Directions:
Your response should be every line of the data, written out exactly.
════════
PR #947, opened 2023-05-10
ship logs into a file and stdout at the same time.

y0sher:
rotate log files using `lumberjack`. send all debug logs into a file in json format.

### Old pr description
This PR adds functionality that lets you write structured logs ( json formatted logs { "L": level, "M": msg, "T": time, "field": field}.
This way indexing services like Elastic can easily index these lines and give us nice features in Kibana or KQL to search the logs.
note about log file rotation

currently I added in-code log file rotation using lumberjack lib, the best practice is that the env will take care of it and our app won't be concerned with compressing and moving files. this is temporary so we won't explode our cloud nodes with endless logs.

we'll need to do some research and consult @zevzek and come with a better rotation solution.


cli/config/config.go
```diff
@@ -16,6 +16,7 @@ type GlobalConfig struct {
 	LogLevel       string `yaml:"LogLevel" env:"LOG_LEVEL" env-default:"info" env-description:"Defines logger's log level'"`
 	LogFormat      string `yaml:"LogFormat" env:"LOG_FORMAT" env-default:"console" env-description:"Defines logger's encoding, valid values are 'json' (default) and 'console''"`
 	LogLevelFormat string `yaml:"LogLevelFormat" env:"LOG_LEVEL_FORMAT" env-default:"capitalColor" env-description:"Defines logger's level format, valid values are 'capitalColor' (default), 'capital' or 'lowercase''"`
+	LogFilePath    string `yaml:"LogFilePath" env:"LOG_FILE_PATH" env-default:"./debug.log" env-description:"Defines a file path to write logs into"`
```
lior-blox, line 19: add data folder to the path

moshe-blox (approved):

PR #2463, opened 2025-08-26
pipelines: run CI on merge into stage/main branches

iurii-ssv:
This is a follow-up to https://github.com/ssvlabs/ssv/pull/2362 that should enable pipeline-runs triggered by PR merges (or regular pushes) into **stage** / **main** branches, note:
- after https://github.com/ssvlabs/ssv/pull/2362 has been merged into **stage** we stopped running all CI pipelines there - as can be seen [here](https://github.com/ssvlabs/ssv/commits/stage/)
- https://github.com/ssvlabs/ssv/pull/2362 hasn't made it into **main** branch yet, hence we still [do run pipelines on merges](https://github.com/ssvlabs/ssv/commits/main/) in there
- removing `integration-test` pipeline since we are not using it anymore (see also https://github.com/ssvlabs/ssv/pull/2464)
- updating `ssvsigner-e2e-test.yml` workflow to run pipelines in the same way we run them for **ssv** repo
- as far as I can tell, this PR shouldn't result in duplicate pipelines running anywhere (meaning it shouldn't introduce the issue https://github.com/ssvlabs/ssv/pull/2362 was targeting), but even if it does on PR-merges that's still worth it to be able to spot compilation issues (or other incompatibilities) ASAP


vaclav-ssvlabs (approved):

oleg-ssvlabs (approved):
Good stuff.  

What we could potentially also add is cancellation of workflows that are already running when new triggers occur:  

Something like this:  

```yaml
concurrency:
  group: ci-${{ github.workflow }}-${{ github.event.pull_request.number || github.ref }}
  cancel-in-progress: true
```

PR #2466, opened 2025-08-27
fix(threshold): Add validation to threshold signature split

AgeManning:
We are running a differential fuzzer and in the process fixing issues as they come. 

The go code crashes with an index out of bounds if the threshold is set at 0. I realize this is an unrealistic parameter, but figure it's worth handling the edge case.

### DIFF
--- a/utils/threshold/threshold.go
+++ b/utils/threshold/threshold.go
@@ -9,6 +9,17 @@ import (
 // Create receives a bls.SecretKey hex and count.
 // Will split the secret key into count shares
 func Create(skBytes []byte, threshold uint64, count uint64) (map[uint64]*bls.SecretKey, error) {
+
+	// Validate threshold parameter - must be at least 2 for meaningful threshold schemes
+	if threshold <= 1 {
+		return nil, fmt.Errorf("invalid threshold: threshold must be greater than 1, got %d", threshold)
+	}
+
+	// Validate that we have enough shares for the threshold
+	if count < threshold {
+		return nil, fmt.Errorf("insufficient count: need at least %d shares for threshold %d, got %d", threshold, threshold, count)
+	}
+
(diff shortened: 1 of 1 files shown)


nkryuchkov (approved):

utils/threshold/threshold.go
```diff
@@ -9,6 +9,17 @@ import (
...
 func Create(skBytes []byte, threshold uint64, count uint64) (map[uint64]*bls.SecretKey, error) {
+
+	// Validate threshold parameter - must be at least 2 for meaningful threshold schemes
+	if threshold <= 1 {
+		return nil, fmt.Errorf("invalid threshold: threshold must be greater than 1, got %d", threshold)
+	}
+
+	// Validate that we have enough shares for the threshold
+	if count < threshold {
+		return nil, fmt.Errorf("insufficient shares: need at least %d shares for threshold %d, got %d", threshold, threshold, count)
```
iurii-ssv: Nit: `fmt.Errorf("insufficient shares: need at least %d shares for threshold %d, got %d", threshold, threshold, count)` -> `fmt.Errorf("insufficient shares count: need at least %d shares for threshold of %d, got %d shares", threshold, threshold, count)`

iurii-ssv (approved):
LGTM, but the linter needs to be fixed (no need for additional newline)

utils/threshold/threshold.go
iurii-ssv: @AgeManning any chance you can fix that ?

AgeManning: Yep, sorry for the delay, have broken a finger since writing this.

iurii-ssv (approved):
Thank you!

y0sher (approved):
thanks for this @AgeManning !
════════
Exercise result:
PR #947, opened 2023-05-10
ship logs into a file and stdout at the same time.

y0sher:
rotate log files using `lumberjack`. send all debug logs into a file in json format.

### Old pr description
This PR adds functionality that lets you write structured logs ( json formatted logs { "L": level, "M": msg, "T": time, "field": field}.
This way indexing services like Elastic can easily index these lines and give us nice features in Kibana or KQL to search the logs.
note about log file rotation

currently I added in-code log file rotation using lumberjack lib, the best practice is that the env will take care of it and our app won't be concerned with compressing and moving files. this is temporary so we won't explode our cloud nodes with endless logs.

we'll need to do some research and consult @zevzek and come with a better rotation solution.


cli/config/config.go
```diff
@@ -16,6 +16,7 @@ type GlobalConfig struct {
 	LogLevel       string `yaml:"LogLevel" env:"LOG_LEVEL" env-default:"info" env-description:"Defines logger's log level'"`
 	LogFormat      string `yaml:"LogFormat" env:"LOG_FORMAT" env-default:"console" env-description:"Defines logger's encoding, valid values are 'json' (default) and 'console''"`
 	LogLevelFormat string `yaml:"LogLevelFormat" env:"LOG_LEVEL_FORMAT" env-default:"capitalColor" env-description:"Defines logger's level format, valid values are 'capitalColor' (default), 'capital' or 'lowercase''"`
+	LogFilePath    string `yaml:"LogFilePath" env:"LOG_FILE_PATH" env-default:"./debug.log" env-description:"Defines a file path to write logs into"`
```
lior-blox, line 19: add data folder to the path

moshe-blox (approved):

PR #2463, opened 2025-08-26
pipelines: run CI on merge into stage/main branches

iurii-ssv:
This is a follow-up to https://github.com/ssvlabs/ssv/pull/2362 that should enable pipeline-runs triggered by PR merges (or regular pushes) into **stage** / **main** branches, note:
- after https://github.com/ssvlabs/ssv/pull/2362 has been merged into **stage** we stopped running all CI pipelines there - as can be seen [here](https://github.com/ssvlabs/ssv/commits/stage/)
- https://github.com/ssvlabs/ssv/pull/2362 hasn't made it into **main** branch yet, hence we still [do run pipelines on merges](https://github.com/ssvlabs/ssv/commits/main/) in there
- removing `integration-test` pipeline since we are not using it anymore (see also https://github.com/ssvlabs/ssv/pull/2464)
- updating `ssvsigner-e2e-test.yml` workflow to run pipelines in the same way we run them for **ssv** repo
- as far as I can tell, this PR shouldn't result in duplicate pipelines running anywhere (meaning it shouldn't introduce the issue https://github.com/ssvlabs/ssv/pull/2362 was targeting), but even if it does on PR-merges that's still worth it to be able to spot compilation issues (or other incompatibilities) ASAP


vaclav-ssvlabs (approved):

oleg-ssvlabs (approved):
Good stuff.  

What we could potentially also add is cancellation of workflows that are already running when new triggers occur:  

Something like this:  

```yaml
concurrency:
  group: ci-${{ github.workflow }}-${{ github.event.pull_request.number || github.ref }}
  cancel-in-progress: true
```

PR #2466, opened 2025-08-27
fix(threshold): Add validation to threshold signature split

AgeManning:
We are running a differential fuzzer and in the process fixing issues as they come. 

The go code crashes with an index out of bounds if the threshold is set at 0. I realize this is an unrealistic parameter, but figure it's worth handling the edge case.

### DIFF
--- a/utils/threshold/threshold.go
+++ b/utils/threshold/threshold.go
@@ -9,6 +9,17 @@ import (
 // Create receives a bls.SecretKey hex and count.
 // Will split the secret key into count shares
 func Create(skBytes []byte, threshold uint64, count uint64) (map[uint64]*bls.SecretKey, error) {
+
+	// Validate threshold parameter - must be at least 2 for meaningful threshold schemes
+	if threshold <= 1 {
+		return nil, fmt.Errorf("invalid threshold: threshold must be greater than 1, got %d", threshold)
+	}
+
+	// Validate that we have enough shares for the threshold
+	if count < threshold {
+		return nil, fmt.Errorf("insufficient count: need at least %d shares for threshold %d, got %d", threshold, threshold, count)
+	}
+
(diff shortened: 1 of 1 files shown)


nkryuchkov (approved):

utils/threshold/threshold.go
```diff
@@ -9,6 +9,17 @@ import (
...
 func Create(skBytes []byte, threshold uint64, count uint64) (map[uint64]*bls.SecretKey, error) {
+
+	// Validate threshold parameter - must be at least 2 for meaningful threshold schemes
+	if threshold <= 1 {
+		return nil, fmt.Errorf("invalid threshold: threshold must be greater than 1, got %d", threshold)
+	}
+
+	// Validate that we have enough shares for the threshold
+	if count < threshold {
+		return nil, fmt.Errorf("insufficient shares: need at least %d shares for threshold %d, got %d", threshold, threshold, count)
```
iurii-ssv: Nit: `fmt.Errorf("insufficient shares: need at least %d shares for threshold %d, got %d", threshold, threshold, count)` -> `fmt.Errorf("insufficient shares count: need at least %d shares for threshold of %d, got %d shares", threshold, threshold, count)`

iurii-ssv (approved):
LGTM, but the linter needs to be fixed (no need for additional newline)

utils/threshold/threshold.go
iurii-ssv: @AgeManning any chance you can fix that ?

AgeManning: Yep, sorry for the delay, have broken a finger since writing this.

iurii-ssv (approved):
Thank you!

y0sher (approved):
thanks for this @AgeManning !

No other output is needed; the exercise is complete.